Dwane James

Personal information
- Full name: Dwane Ronaldo James
- Date of birth: 4 December 1988 (age 37)
- Place of birth: Trinidad and Tobago
- Positions: Defender; midfielder;

Senior career*
- Years: Team / Apps / (Gls)
- Ma Pau Stars S.C.
- La Horquetta Rangers F.C.
- 2013: Orlando City SC / 0 / (0)
- San Juan Jabloteh F.C.
- -2014/15: North East Stars F.C. /  / (1)
- 2015/2016: Barrackpore United SC
- 2015/2016: Antigua GFC / 5 / (0)
- 2016/2017: S.V. Transvaal
- 2016/17-2017/18: C.D. Pasaquina / 30 / (1)
- 2018: North East Stars F.C.
- 2019-: Cunupia FC /  / (1)

International career^{‡}
- 2015–2019: Trinidad and Tobago / 4 / (0)

= Dwane James =

Trinidad and Tobago footballer

Dwane Ronaldo James (born 4 December 1988 in Trinidad and Tobago) is a Trinidadian footballer.

==Career==

At the age of 19, James went to the United States with East Central Community College but left after a year. After that, he trialed with American top flight side Sporting Kansas City as well as fourth division team Atlanta Silverbacks. Even though they were both unsuccessful, James considers them to be highlight of his career.
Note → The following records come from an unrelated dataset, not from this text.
PR #80, opened 2026-03-27
Align schema versioning doc with semver spec

SohamDas2021:
- Explain pre-release (-alpha) means schema is not yet stable
- Fix: new optional fields are Minor bumps, not Patch (per semver)
- Fix: migration fallback PRs are Minor bumps, not Patch
- Note that pre-release labels are ignored for version comparison
- Reference semver §4 for 0.x initial development semantics

### DIFF
--- a/docs/schema.md
+++ b/docs/schema.md
@@ -71,7 +71,13 @@ MXC config files include an optional `version` field using
 this to detect incompatible configs and provide clear upgrade guidance. If
 `version` is absent, the config is assumed compatible with the current version.
 
-The parser compares the config's major.minor against its supported version:
+Versions with a pre-release suffix (e.g., `-alpha`) indicate the schema is not
+yet stable — breaking changes may occur in any release. Once the schema is
+stable, version `1.0.0` (no suffix) will be released. After `1.0.0`, breaking
+changes require a major version bump per semver.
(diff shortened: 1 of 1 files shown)


docs/schema.md
```diff
@@ -85,17 +91,18 @@ The parser compares the config's major.minor against its supported version:
...
 | Remove a field / breaking change | **Major** (0.x → 1.0.0) | Dropping legacy fields |
 
-**Rule of thumb:** Follow [semver](https://semver.org/). While in `0.x`,
-minor bumps may include breaking changes. Once `1.0.0` is reached, breaking
+**Rule of thumb:** Follow [semver](https://semver.org/). While in `0.x` (initial
+development), any release may include breaking changes per
+[semver §4](https://semver.org/#spec-item-4). Once `1.0.0` is reached, breaking
 changes require a major bump.
 
 #### Migration process for breaking changes
```
bbonaby, line 103: It might be worth adding an explicit deprecation step here so users know what our migration expectations are. For example, we could produce a deprecation warning about the removal of functionality in a minor release, before removing it in the next major release. That would give downstream consumers time to adapt I think.

bbonaby (approved):

PR #621, opened 2026-07-07
Add CodeQL static analysis workflow for Rust and TypeScript

huzaifa-d:

-----

## Summary

Adds `.github/workflows/CodeQL.yml` to enable CodeQL static analysis (SAST) for the repo. Verified against the live repo that CodeQL is the one security feature not yet present (Dependabot and Copilot code review already run); the code-scanning API currently returns "no analysis found".

**What it does**
- Runs on `push`/`pull_request` to `main` plus a weekly `schedule` (Mon 06:00 UTC), so newly-published advisories are caught even without a code change.
- Matrix over two languages, both **buildless** (`build-mode: none`):
  - **`javascript-typescript`** on `ubuntu-latest` (the SDK). CodeQL extracts straight from source; no build needed.
  - **`rust`** on `windows-latest`. CodeQL's Rust extractor is buildless-only, so it runs **no `cargo build`** — it resolves the crate graph via `cargo metadata` and extracts from source. The job still surfaces `src/rust-toolchain.toml` at the repo root (so the pinned toolchain is honored) and appends the public MxcDependencies feed via the existing `./.github/actions/setup-cargo-feed` composite action, so that dependency resolution succeeds (the private feed 401s otherwise).
- `permissions` scoped to `security-events: write` + `contents: read`; `concurrency` cancels superseded runs.

**Note on Rust coverage:** because the Rust extractor is buildless, this scan does not depend on compiling any feature-gated backend (hyperlight/microvm/windows_sandbox), and there are no backend-specific build workarounds to import. The extractor analyzes the workspace source directly. (An earlier revision of this PR used `build-mode: manual` with a `cargo build`; that failed because CodeQL's Rust extractor does not support `manual` — only `none` — so it was switched to the buildless mode. The description and code now both reflect the buildless approach.)

Results will populate the **Security → Code scanning** tab once merged to `main`.
 ###### Microsoft Reviewers: [Open in CodeFlow](https://microsoft.github.io/open-pr/?codeflow=https://github.com/microsoft/mxc/pull/621)

### DIFF
--- a/.github/workflows/CodeQL.yml
+++ b/.github/workflows/CodeQL.yml
@@ -38,7 +38,7 @@ jobs:
           - language: rust
             runner: windows-latest
             target: x86_64-pc-windows-msvc
-            build-mode: manual
+            build-mode: none
 
     steps:
       - uses: actions/checkout@v4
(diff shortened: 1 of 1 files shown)


SohamDas2021:
Is the description correct? From the code it seems, the actual Rust job is build-mode: none (buildless), runs no cargo build, and the inline comment explicitly says, "No cargo build is run."

huzaifa-d:
Good catch, thanks. The description was stale.

bbonaby (approved):

PR #622, opened 2026-07-08
Inject and validate the two learning-mode capabilities

richiemsft:
Recognize `learningModeLogging` (deny-and-record) and `permissiveLearningMode` (audit / allow-all) as distinct, reserved internal capabilities for the AppContainer-family runners. Direct use of either name in `processContainer.capabilities` is rejected case-insensitively.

In 2015, he trialed for Saprissa.

From Barrackpore United SC in the Trinidadian second division, he signed for Antigua GFC in Guatemala, making 5 league appearances there.

In 2016, James signed for Surinamese outfit S.V. Transvaal, before joining C.D. Pasaquina in El Salvador.

Since 2015, he has made 4 appearances for the Trinidad and Tobago national team.

Despite not sharing the same surname, he is the older brother of Trinidad and Tobago international Kevin Molino.